Sounds like you were not signed in with the CC App. You always have to be signed in with this app, even if there is no internet connection.


----------



## Victoria Bampton (Jan 23, 2019)

Other people have experienced it, but it seems extremely rare considering the number of subscribers. There was a post on the feedback forum recently where one of the licensing engineers explained what can cause it to become completely unlicensed, and it was an oddity like the computer's time stamp changing. He said that connecting to some wifi hotspots can trigger the clock to change, or the laptop battery running out can do so too.


----------



## prbimages (Jan 23, 2019)

I don't have anything useful to say about  the Adobe problem, but I would recommend keeping a copy of your password safe with you at all times just in case - I keep a copy on my phone.


----------



## MarkNicholas (Jan 23, 2019)

I had exactly the same issue 2 days ago with Adobe Acrobat DC which is also a subscription service. I was at a clients office and was not connected to the internet. Fortunately I remembered my password.   It was working fine from my office prior to that and it seems to have been triggered by the change of internet connectivity.


----------



## Bails (Feb 24, 2019)

I think I'm having the same problem.  I use Photoshop Lightroom Classic CC 8 on my desktop. I don’t use a mobile version, nor do I use LR on any other device. I was of the understanding that LR Classic was for desktop use and didn’t require an internet connection/login to actually work. In fact, that’s how LR has worked for me since I moved to the subscription service several years ago. That’s no longer the case for my version, since about December 2018. LR will now not start unless I have an internet connection AND I’m logged in. I get that I have to log in every 3 months to verify my subscription status, but this is a case of having to be logged in *any and every* time I want to use LR. That’s fine if my internet connection is working (which it often isn’t). If the internet ain’t playing, neither is LR. Is this normal?


----------



## Victoria Bampton (Feb 24, 2019)

They did change the licensing code around December, so I'd get hold of customer support and get them to take a look. It sounds like it's not saving the activation correctly.


----------



## Bails (Feb 25, 2019)

Thanks *Victoria*. I suspected it might be something of that nature so I contacted Customer Support yesterday. 90 minutes later I couldn't get the support team member to understand the problem, let alone come up with a solution.
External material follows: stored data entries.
PR #1549, opened 2025-05-07
feat: add MartialArt provider with names

paulofranklins2:
- Created MartialArt provider in `net.datafaker.providers.sport`
- Added `martialart()` accessor in SportProviders interface
- Registered YAML resource file `martial_art.yml` with martial art names
- Updated EnFile to include "martial_art.yml"
- Implemented unit tests in `MartialArtTest` for name


kingthorin:
To address the build failure:
`01:54:10.734 [ERROR] Run 'mvn spotless:apply' to fix these violations.`

asolntsev (approved):

src/main/java/net/datafaker/providers/sport/MartialArt.java
```diff
@@ -0,0 +1,27 @@
...
+import net.datafaker.providers.base.AbstractProvider;
+
+/**
+ * Custom Faker provider for martial arts.
+ * Supports resolving values from "martial_art.name" and "martial_art.origin" in the locale YAML file.
+ *
+ * <p>Contributed by Paulo Cunha</p>
+ *
+ * @see <a href="https://github.com/paulofranklins2/">https://github.com/paulofranklins2/</a>
+ * @see <a href="https://www.linkedin.com/in/paulofranklins2/">https://www.linkedin.com/in/paulofranklins2/</a>
```
bodiam, line 12: You have a typo here, your LinkedIn is https://www.linkedin.com/in/paulofranklins/, without the `2` :)

src/main/resources/en/martial_art.yml
```diff
@@ -0,0 +1,109 @@
...
+        - "Istunka"
+        - "Mixed Martial Arts"
+        - "Krav Maga"
+        - "Systema"
+        - "Sambo"
+        - "Defendo"
+        - "Kajukenbo"
+        - "Shootfighting"
+        - "LINE"
+      origin:
```
bodiam, line 79: I'm not sure if we really need an origin, it's hardly different than the `Country.name()` right? For example, there's also `Dutch kickboxing`, which could work well with Country.name(). 

Note: I don't have too many concerns about having this list here, I'm just thinking out loud a little.

paulofranklins2: removed.

src/main/java/net/datafaker/providers/sport/MartialArt.java
paulofranklins2: thank you good catch.

kingthorin:
Still needs the aforementioned spotless apply

kingthorin (approved):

By midnight, I gave up and went to bed! I will try again when I'm not so busy and can devote half a day to resolving the issue.


----------



## Victoria Bampton (Mar 5, 2019)

Let us know how you get on Bails. If you can't get through to the right person, post back and I'll see if I can find you someone sensible.


----------



## dhughes (Mar 7, 2019)

Victoria Bampton said:


> Let us know how you get on Bails. If you can't get through to the right person, post back and I'll see if I can find you someone sensible.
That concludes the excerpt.